Aaltodoc publication archive (Aalto University institutional repository)
School of Business | Department of Information and Service Economy | Logistics | 2011
Thesis number: 12678
Total cost based decision support model for strategic sourcing – Case sourcing of MRO equipment in a process industry company
|Title:||Total cost based decision support model for strategic sourcing – Case sourcing of MRO equipment in a process industry company|
|Year:||2011 Language: eng|
|Department:||Department of Information and Service Economy|
|Index terms:||logistiikka; logistics; päätöksenteko; decision making; ohjausjärjestelmät; control systems; hankinnat; purchasing; omistus; ownership; kustannukset; costs|
|Key terms:||decision support systems; integer programming; purchasing; total cost of ownership|
In the globalized supply markets of today, industrial firms’ need to consider total cost of ownership (TCO) in their sourcing decisions is emphasized. The decision making involves consideration of many other costs than purchase price, such as transportation costs and quality costs. Common supplier selection methods may not be able to fully consider the actual costs of doing business with the suppliers and address the strategic considerations related to supplier selection, e.g. decisions on how many suppliers should be chosen and how much business should be awarded to them.
Research problem of this study is how to select sourcing strategies that minimize TCO of a particular commodity. The purpose of the study is to build a decision support model to support selection of sourcing strategies from total cost of ownership (TCO) perspective.
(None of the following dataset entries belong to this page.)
PR #277, opened 2022-12-13
Rearrange Examples/LocalDebugging package structure to work with archive plugin

sebsto:
I propose to re-arrange the file and package structure in `Examples/LocalDebugging` to make it work with the `archive` plugin.

### Motivation:

The current directory and package structure in the `Examples/LocalDebugging` example does not work out of the box with the `archive` plugin. 
See https://github.com/swift-server/swift-aws-lambda-runtime/issues/276 

### Modifications:

I re-arranged the package structure to share the same `Package.swift` for the targets `MyLambda` and `Shared`.  This allows the plugin to build and archive MyLamba.  I also made minimum changes to the Xcode workspace to continue to be able to build and debug from Xcode.

Let me know if there is a better way to arrange package and file in this project to work with : Xcode builds, command line builds, and the `archive` plugin.

### Result:

Project now builds with `swift build`
It runs with  `export LOCAL_LAMBDA_SERVER_ENABLED=true  && swift run MyLambda`. 
It packages with `swift package --disable-sandbox archive`
It runs by selecting the `MyLambda` target in Xcode
It runs by selecting the `MyApp` target in Xcode

Issue #276, opened 2022-12-13
[plugin] LocalDebugging example - archive fails because of Shared code


sebsto:
### Expected behavior
I expect the archive plugin to package the `MyLambda` function part of the `Examples/Localdebugging` 
The archive command fails because part of the `MyLambda` function relies on `Shared` code which is not under `MyLambda` directory.

### Actual behavior
The archive fails because the Lambda function relies on shared code outside of the `MyLambda` directory structure.

```
 swift package --disable-sandbox archive --verbose 1 --output-path dist                    
-------------------------------------------------------------------------
configuration
-------------------------------------------------------------------------
{
  outputDirectory: dist
  products: ["MyLambda"]
  buildConfiguration: release
  baseDockerImage: swift:amazonlinux2
}
-------------------------------------------------------------------------
building "mylambda" in docker
-------------------------------------------------------------------------
updating "swift:amazonlinux2" docker image
  amazonlinux2: Pulling from library/swift
  Digest: sha256:0b645a7589aa5f1759f976c42a9ffba48fd930b27b3481b0ab32e271e701d444
  Status: Image is up to date for swift:amazonlinux2
  docker.io/library/swift:amazonlinux2
/usr/local/bin/docker run --rm -v /Users/stormacq/Documents/amazon/code/lambda/swift/swift-aws-lambda-runtime/Examples/LocalDebugging/MyLambda:/workspace -w /workspace swift:amazonlinux2 bash -cl swift build -c release --show-bin-path
  /workspace/.build/aarch64-unknown-linux-gnu/release
building "MyLambda"
/usr/local/bin/docker run --rm -v /Users/stormacq/Documents/amazon/code/lambda/swift/swift-aws-lambda-runtime/Examples/LocalDebugging/MyLambda:/workspace -w /workspace swift:amazonlinux2 bash -cl swift build -c release --product MyLambda --static-swift-stdlib
  error: the package at '/Shared' cannot be accessed (Error Domain=NSCocoaErrorDomain Code=260 "The file doesn’t exist.")
error: /usr/local/bin/docker run --rm -v /Users/stormacq/Documents/amazon/code/lambda/swift/swift-aws-lambda-runtime/Examples/LocalDebugging/MyLambda:/workspace -w /workspace swift:amazonlinux2 bash -cl swift build -c release --product MyLambda --static-swift-stdlib failed with code 1
```

### Steps to reproduce

[...]

PR #292, opened 2023-03-10
improve examples

tomerd:
motivation: examples can be confusing since they use relative path to the library for CI purposes

changes:
* update examples to use the library URL, expect when env variable is set for CI purposes
* rename docker compose job to test-examples since it is more accurate

### DIFF
--- a/Examples/Benchmark/Package.swift
+++ b/Examples/Benchmark/Package.swift
@@ -1,5 +1,6 @@
 // swift-tools-version:5.7
 
+import class Foundation.ProcessInfo // needed for CI to test the local version of the library
 import PackageDescription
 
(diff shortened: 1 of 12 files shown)


tomerd:

fabianfett (approved):
LGTM. Though I wish PackageDescription would allow some kind of env/setting lookup :). The Foundation import always gives me the chills ;)

sebsto:
This change does not allow to use the archive plugin for the local debugging example 
See https://github.com/swift-server/swift-aws-lambda-runtime/issues/276
and https://github.com/swift-server/swift-aws-lambda-runtime/pull/277 for a possible fix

The first objective is to construct a total cost of ownership based quantitative optimization model for supplier selection in a global sourcing environment. Another objective is to apply the model in the empirical part of this study for the sourcing of selected MRO product group in the case company to analyze current and optional sourcing strategies from TCO perspective and to identify savings opportunities. The data for the empirical part was collected from the case company’s databases.
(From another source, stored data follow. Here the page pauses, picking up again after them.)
PR #308, opened 2023-09-27
Allow custom initialisation of the HandlerType of the LambdaRuntime.

tachyonics:
Allow custom initialisation of the HandlerType of the LambdaRuntime.

### Motivation:

Provide the flexibility for custom initialisation of the HandlerType as this will often be required by higher level frameworks.

### Modifications:

Modify the `LambdaRuntime` type to accept a closure to provide the handler rather than requiring that it is provided by a static method on the Handler type. This is achieved by a new base protocol `NonFactoryByteBufferLambdaHandler` that does not have the `makeHandler` function requirement.

Also provide a new base protocol `NonFactoryLambdaHandler` that doesn't have the initialisation requirements of either `LambdaHandler` or `SimpleLambdaHandler`. This will allow higher level frameworks to initialise their own handlers that however can take advantage of the `Codable` conveniences of this package.

```swift
@Sendable
func handlerProvider(context: LambdaInitializationContext) 
-> EventLoopFuture<some NonFactoryByteBufferLambdaHandler> {
    let underlyingHandler = <initialise a type conforming to NonFactoryLambdaHandler>
    let codableHandler = underlyingHandler.withWrappingCodableHandler(allocator: context.allocator)

    return context.eventLoop.makeSuceededFuture(codableHandler)
}
```

### Result:

Existing high level use cases (`LambdaHandler` and `SimpleLambdaHandler`) will continue to be provided but a lower level integration will be possible aimed at higher level frameworks.

### DIFF
--- a/Sources/AWSLambdaRuntime/Lambda+Codable.swift
+++ b/Sources/AWSLambdaRuntime/Lambda+Codable.swift
@@ -19,10 +19,10 @@ import class Foundation.JSONEncoder
 import NIOCore
 import NIOFoundationCompat
 
-// MARK: - SimpleLambdaHandler Codable support
+// MARK: - NonFactoryLambdaHandler Codable support
 
 /// Implementation of `ByteBuffer` to `Event` decoding.
-extension SimpleLambdaHandler where Event: Decodable {
+extension NonFactoryLambdaHandler where Event: Decodable {
     @inlinable
     public func decode(buffer: ByteBuffer) throws -> Event {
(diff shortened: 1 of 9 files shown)


tomerd:
thanks for putting together @tachyonics, I finally had time to review and came up with a slightly more minimal change in https://github.com/swift-server/swift-aws-lambda-runtime/pull/310. If the minimalistic approach is good enough for your use case we can update #308 to that end and close #310 or vice versa.

tachyonics:
Closing as this has been replaced by #310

The TCO based deterministic integer linear programming (ILP) model for supplier selection developed in this study enables the determination of TCO optimal sourcing strategies in a multi-product, multi-supplier, multi-period, multi-factory environment. The model provides a TCO-optimal choice of suppliers, amount of business awarded to them as well as cost-optimal inventory and ordering policies during the selected planning horizon at the product item –level. In contrast to most models presented in the literature, it covers sourcing of products to multiple facilities in different geographical locations, quantifying the potential cost trade-offs between shorter lead times and lower transportation/inventory costs through local sourcing and cost benefits e.g. through volume consolidation to global suppliers. Moreover, the model takes into account demand predictability by introduction of demand predictability parameters.
The empirical analysis showed a 19% TCO-savings potential in the current sourcing strategy of the studied MRO product group at the case company. The savings could be realized through detailed analysis of price/quality-optimal suppliers at item level, negotiating improved volume discount schemes, introduction of a selective quality inspection policy on supplier by supplier basis based on their quality record, and increasing direct sourcing from manufacturers while simultaneously optimizing inventory levels. Effect of demand predictability on the optimized TCO was shown to be at most 3%. The TCO optimal supplier selection was shown to be quite insensitive to both demand predictability and demand level of the studied product group.
Master's theses are stored at Learning Centre in Otaniemi.